For educational purposes, financial analysts generally view the S&P 500 as a more statistically robust representation of U.S. equities because it covers 500 companies and uses market-cap weighting. The DJIA, however, retains outsized media and cultural prominence, and its movements are still closely watched by market participants, journalists, and policymakers as a high-level gauge of American corporate health.
Price-Weighted vs Market-Cap Weighted: The DJIA's price-weighting methodology stands in contrast to the market-cap weighting used by the S&P 500 and the NASDAQ Composite. In a price-weighted index, a company with a higher share price exerts a proportionally larger influence on the index's daily movement regardless of how large or small that company is by total market value. This creates outcomes that can seem counterintuitive: United HealthGroup, which has historically traded at a high per-share price, has sometimes had more influence on the DJIA's daily point movement than companies with far larger total market capitalizations but lower share prices. The Dow divisor — currently a fraction well below 1.0 due to decades of adjustments for splits and component changes — converts component price changes into index points. A $1 move in any DJIA component translates to a fixed number of index points regardless of context, which is why stock splits immediately reduce a component's index influence. The S&P 500's market-cap weighting, by contrast, means that a 1% move in Apple (the largest component by market cap) moves the S&P 500 more than a 1% move in an equally-priced but smaller company, producing an index whose movements more accurately reflect shifts in the total value of U.S. corporate equity.
DJIA Component Changes: The 30 companies comprising the DJIA are not a fixed set — they are chosen by the editors of The Wall Street Journal, with S&P Dow Jones Indices, to represent the breadth of the U.S. economy. Component changes occur periodically and are notable events. ExxonMobil — one of the original components — was removed in 2020 after decades of inclusion, replaced by Salesforce, a sign of the economy's structural shift toward software. General Electric, which traced its index history back to 1907 and was the last original Dow member standing, was removed in 2018 after years of underperformance and replaced by Walgreens Boots Alliance. In 2024, Amazon replaced Walgreens as component turnover continued to reflect changing economic leadership. Each addition and deletion is both a historical document and a forward signal: the companies selected for the DJIA represent a judgment about which businesses best exemplify America's economic engine at that moment, creating a fascinating record of industrial transformation over more than a century.

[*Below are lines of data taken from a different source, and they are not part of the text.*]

Issue #677, opened 2019-05-02
Feature Request: Insert record


thp44:
get_all_records() 
return nicely formatted dictionaries (thanks!)

**set_records()** (new feature)
inset multiple in list dictionaries to g-spread (values under right heading) 

**set_record()** (new feature)
inset one dictionary to g-spread (values under right heading)

muddi900:
This would be simple to implement, but it would be very slow.

We can add a mapping of the columns when the `get_all_records` are generated to the index.

Most of the work would be validation and testing.

alifeee:
The way I could see this feature working is similar to Python's [CSV DictWriter](https://docs.python.org/3/library/csv.html#csv.DictWriter) class

```python
def append_records(
  headers: List[str],
  records: List[Dict[str, str]],
  default_blank: Any = None,
  ignore_extra_dict_items: bool = False,
  # extra kwargs?
)
  # use a provided "headers" array, probably obtained with worksheet.row_values(1)
  # new_rows = []
  # for each object in records
    # for each header in headers
      # if header not in headers, raise error! (unless kwarg)
      # if header not in object, raise error! (unless default blank)
      # new_rows[i].append(object[header])
  # use worksheet.append_rows to add new_rows to worksheet
```

and `append_record` (singular) would call `append_records` with a wrapped record, like `[record]` (like `append_row` and `appeend_rows`)

Questions I would have:

- should we provide value input option kwargs?
- should we only offer starting from column 1? (probably easiest)

> This would be simple to implement, but it would be very slow.

slow? not sure what you mean

> We can add a mapping of the columns when the get_all_records are generated to the index.

also not sure what you mean

if you desire to implement it, I think this could be a nice feature @muddi900 :)

lavigne958:
I agree with your code @alifeee , small detail here, remember that `data` is `List[Dict[str,str]]` as we have a dict per row.
it looks good and the slowness here is depending on the length of `data`, with 1M rows of course it would take some time to run. Though I don't think a sheet can hold 1M rows :thinking: (may be it does ? )

so far we need to wrap the above code in a `for` loop iterating on `data` and run that for each dict found in the list `data`.
it takes sometime to run if we have a lot of rows in `data` but nothing to long I believe.

alifeee:
yes. my example, effectively, was an implementation of `set_record` (singular `data`), instead of `set_records` (plural `data`)

I think slowness will not be a problem. We will see if it is after making the code.

lavigne958:
[...]

PR #1494, opened 2024-07-21
Added `set_records` and `set_record` to update sheet via records.[Issue #677]

muddi900:


alifeee:
thanks for the implementation!

I find the test hard to parse, would it be possible to write it with very explicit objects? e.g.,

```python
table_before = [
  ["header 1", "header 2"]
  ["value 1",  "value 2"]
]
table_after = [
  ["header 1",    "header 2"]
  ["value 1",     "value 2"]
  ["new value 1", "new value 2"]
]
```

gspread/worksheet.py
```diff
@@ -606,6 +618,150 @@ def get_all_records(
...
+                raise GSpreadException("Extra headers found in the data set")
+
+            insert_row = []
+            for col in cols:
+                insert_row.append(row.get(col, default_blank))
+            insert_rows.append(insert_row)
+
+        self.append_rows(
+            insert_rows,
+            value_input_option=ValueInputOption.user_entered,
```
lavigne958, line 654: why should we force the user to use that valueInputOption type ? :thinking:

gspread/worksheet.py
```diff
@@ -606,6 +618,150 @@ def get_all_records(
...
+
+            ins_row = []
+            for col in cols:
+                ins_row.append(row.get(col, default_blank))
+            insert_rows.append(ins_row)
+
+        self.insert_rows(
+            insert_rows,
+            row=insert_row,
+            value_input_option=ValueInputOption.user_entered,
```
lavigne958, line 726: same here

gspread/worksheet.py
```diff
@@ -197,6 +197,17 @@ def __init__(
...
+
+    @property
+    def column_headers(self) -> List[str]:
+        if not self._column_headers:
+            self._column_headers = self.row_values(1)
+        return self._column_headers
+
+    @column_headers.setter
+    def column_headers(self, value: List[str]) -> None:
+        self._column_headers = value
```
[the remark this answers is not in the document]
muddi900: Fixed this as well

PR #1498, opened 2024-08-02
Created a `batch_merge` function [Issue #1473]

### LINKED ISSUE #1473: Feature request. Batch Merge in worksheet class
I am using gspread to create quite a large spreadsheet in a particular format. One of the things that is very present in the worksheet are merged cells. The `batch_update`, `batch_format`, and `batch_get` have been invaluable to me. However, there is no way from the worksheet side (that i can see) to do a batch merge.

I understand that logically merging cells should be done before you insert data. One thing that i find myself doing is having a long list of `merge_cells` at the beginning of my script, which sets up all the merges. However, each makes an API request.

I would like a `batch_merge` method defined in the `Worksheet class` that takes in a list of ranges and uses the `batch_update` method of the Google Sheets API, resulting in only 1 API request. It would most likely need to append multiple `mergeCells` to a request body.

Currently one of the ways i get around it by making the request myself and then using the `Speadsheet.batch_update` method. However, it would be better if i could do it through some sort of abstraction and keep everything in the `Worksheet` class

**Additional context**
N/A

I am more than happy to attempt to write the method on my own and create a pull request. I understand it is a bit of a niche issue

muddi900:
Fixes #1473

### DIFF
--- a/gspread/worksheet.py
+++ b/gspread/worksheet.py
@@ -2611,6 +2611,20 @@ class Worksheet:
         merges: List[Dict[Literal["range", "mergeType"], Union[str | MergeType]]],
         merge_type: MergeType = MergeType.all,
     ) -> Any:
+        """Merge multiple ranges at the same time.
+
+        :param merges: list of dictionaries with the ranges(is A1-notation), and
+            an optional ``MergeType`` field.
+            See `MergeType`_ in the Sheets API reference.
+        :type merges: List[Dict[Literal["range", "mergeType"], Union[str | MergeType]]]
+        :params merge_type: (optional) default ``MergeType`` for all merges missing the merges.
+            defaults to ``MergeType.all``.
+        :type merge_type: ``MergeType``
+
+        :returns: The body of the request repsonse.
+        :rtype: dict
+        """
+
         requests = [
             {
                 "merges": {
--- a/gspread/worksheet.py
+++ b/gspread/worksheet.py
@@ -2606,6 +2606,23 @@ class Worksheet:
 
         return self.client.batch_update(self.spreadsheet_id, body)
 
+    def batch_merge(
+        self,
+        merges: List[Dict[Literal["range", "mergeType"], Union[str | MergeType]]],
+        merge_type: MergeType = MergeType.all,
+    ) -> Any:
+        requests = [
+            {
+                "merges": {
+                    "range": a1_range_to_grid_range(i["range"], self.id),
+                    "mergeType": i.get("mergeType", merge_type),
+                }
+            }
+            for i in merges
+        ]
+
+        return self.client.batch_update(self.spreadsheet_id, {"requests": requests})
+
     def get_notes(self, default_empty_value: Optional[str] = "") -> List[List[str]]:
         """Returns a list of lists containing all notes in the sheet.
 
--- a/gspread/worksheet.py
+++ b/gspread/worksheet.py
@@ -2608,7 +2608,7 @@ class Worksheet:
 
     def batch_merge(
         self,
-        merges: List[Dict[Literal["range", "mergeType"], Union[str | MergeType]]],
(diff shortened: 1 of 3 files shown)


lavigne958:
thanks for this contribution ! as mentioned in the associated issue the input format should be simpler. see last comment: https://github.com/burnash/gspread/issues/1473#issuecomment-2295227936

alifeee:
looks wonderful ;)

this should have a test

alifeee:
@muddi900 I have updated your test and cassette

the function is called like 


```python
       sheet.batch_merge(
            {
                "A1:B2": utils.MergeType.merge_all,
                "C2:D2": utils.MergeType.merge_all,
                "C3:C4": utils.MergeType.merge_all,
            }
        )
```

The normal merge function (I think) can be called like (i.e., without merge type, uses default `merge_all`)

```bash
sheet.merge("A1:B2")
```

It would be nice if `batch_merge` could be called without specifying the merge type for each range, as I imagine most people will want to use `merge_all` and not `merge_column` or `merge_row`, so it would be nice to just use the default, something like

```python
sheet.batch_merge(
  [
    "A1:B2",
    "C2:D2",
    "C3:C4"
  ]
)
```

I think this is what @muddi900 and @lavigne958 were discussing in #1473 with regard to the type of the argument

What do you both think ?

muddi900:
I, as a user, would prefer my implementation, as that would not require a merge type declaration for each merge. And it would allow adding a merge type for a specific case.

Thank you.

alifeee:
I agree @muddi900. What do you think @lavigne958?

I see three options

1

```python
sheet.batch_merge(
  [
    "A1:B2",
    "C2:D2",
    "C3:C4"
  ]
)
```

2

```python
sheet.batch_merge(
  [
    {"range": "A1:B2"},
    {"range": "C2:D2"},
    {"range": "C3:C4", "merge_type": utils.MergeType.merge_all}
  ]
)
```

3

```python
sheet.batch_merge(
            {
                "A1:B2": utils.MergeType.merge_all,
                "C2:D2": utils.MergeType.merge_all,
                "C3:C4": utils.MergeType.merge_all,
            }
        )
```

Under the assumption that most of the time, a user will not care to specify the merge type...

I think 1 is the most user friendly option, but I'm not sure how to specify merge types (a second array, and zip them? I don't like it so much...)

I think 2 works, but is still quite complicated.

I think 3 is the most complicated as it does not allow missing out merge type.

I suggest some experimental options

4

```python
sheet.batch_merge(
  [
    "A1:B2",
    ("C2:D2", utils.MergeType.merge_all),
    "C3:C4"
  ]
)
```

5

```python
sheet.batch_merge(
  [
    "A1:B2",
     {"range": "C3:C4", "merge_type": utils.MergeType.merge_all},
    "C3:C4"
  ]
)
```

I think my overall preference is 4, as it does not require knowledge of what strings to use (i.e., `"range"` and `"merge_type"`) nor to specify merge_type for every range.

muddi900:
It would be better if the list has a unified type.


the reason I opted for `dict` instead of `tup` because the latter may lead to user errors.

lavigne958:
Hi I agree with @muddi900 , mixed inputs that can be `string` or `tuple(string, MergeType)` is confusing.

I still think option 3 is the most explicit one with the least necessary inputs to pass (a `string` for the key and a `MergeType` for the value). 

I understand that option 2 could be simpler for the users, it allows them to reduce code and it's very easy for us to set the default value when reading the dictionary.

Option 1 to me does not provide enough flexibility for the user, if any user needs to do some column or row merge then the feature is useless for that user. 

I would accept option 2 if that suits everyone ?

alifeee (approved):
hi @muddi900, thanks again for the work !! I made some small changes and created the test cassette

it looks good to me now :)

I will let @lavigne958 approve and merge ;]

PR #1505, opened 2024-08-19
fix: fix type annotation for default_blank

hiro-o918:
fix type annotation

### DIFF
--- a/gspread/utils.py
+++ b/gspread/utils.py
@@ -306,7 +306,7 @@ def numericise_all(
     :param list values: Input row
     :param bool empty2zero: (optional) Whether or not to return empty cells
         as 0 (zero). Defaults to ``False``.
-    :param str default_blank: Which value to use for blank cells,
+    :param Any default_blank: Which value to use for blank cells,
         defaults to empty string.
     :param bool allow_underscores_in_numeric_literals: Whether or not to allow
         visual underscores in numeric literals
--- a/gspread/worksheet.py
+++ b/gspread/worksheet.py
@@ -529,7 +529,7 @@ class Worksheet:
             be rendered in the output. See `ValueRenderOption`_ in
             the Sheets API.
         :type value_render_option: :class:`~gspread.utils.ValueRenderOption`
-        :param str default_blank: (optional) Determines which value to use for
+        :param Any default_blank: (optional) Determines which value to use for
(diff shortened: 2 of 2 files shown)


lavigne958:
Hi thank you for contributing, I'm sorry but I don't understand the issue behind your changes.

The input `default_blank` is here to set a value in case of blank cells, when a user wants a specific value. This is typed string so gspread can safely work knowing that all input values are strings.

Could you please explain your changes ?

hiro-o918:
@lavigne958 
Sorry for slow responding.
I found `default_black` passed into [`numericise`](https://github.com/burnash/gspread/blob/60bc77f73501d5d5fe40e6ed179e092c4a759aea/gspread/utils.py#L224) finally.
This seems that the value can accept `Any` value.

For my case, I want to pass [`pd.NA`](https://pandas.pydata.org/docs/reference/api/pandas.NA.html#pandas.NA) as a default value for empty data which is not `str` type.

lavigne958:
> @lavigne958 Sorry for slow responding. I found `default_black` passed into [`numericise`](https://github.com/burnash/gspread/blob/60bc77f73501d5d5fe40e6ed179e092c4a759aea/gspread/utils.py#L224) finally. This seems that the value can accept `Any` value.
> 
> For my case, I want to pass [`pd.NA`](https://pandas.pydata.org/docs/reference/api/pandas.NA.html#pandas.NA) as a default value for empty data which is not `str` type.

I see, this is a different issue then, you request the ability to use a different type and you know the util functions `numericise` will work. though the upper method `get_all_records` will block you from using it.

Then I agree, we need to double check it does not break anything but if this works fine, I'm fine with it.

@alifeee any objection ?

alifeee:
this sounds good to me

only thing to remember is that multiple functions use `default_blank` so they should all be updated

not sure of the need for a test since it's just typing.

hiro-o918:
@lavigne958 @alifeee 
Thank you for your reviews.
I found there is no additional type annotations `str` for `default_blank`
please double check just in case

alifeee:
I think you are correct! Then this is good with me :)

alifeee (approved):

lavigne958 (approved):
thank you for this contribution, I checked I found no typing issue. I hope this helps you in the future.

Why the Dow Still Matters: Given the S&P 500's broader coverage and the theoretical advantages of market-cap weighting, one might question why the DJIA retains such prominent placement in financial reporting. The answer combines history, simplicity, and cultural anchoring. The Dow has been reported continuously since 1896, giving it an uninterrupted historical record that predates the S&P 500 by six decades and allows genuine long-horizon comparison across economic eras. Its 30-company composition makes it intuitively graspable in a way that a 500-company index is not. And its daily point moves — '150 points up today' — are communicated in news headlines in a format that resonates with a broad audience that does not follow markets daily. Institutional investors and sophisticated analysts use the S&P 500 for performance measurement, but the Dow remains the public barometer of American business confidence — a role it has occupied for so long that replacing it would require a cultural shift as much as an analytical one.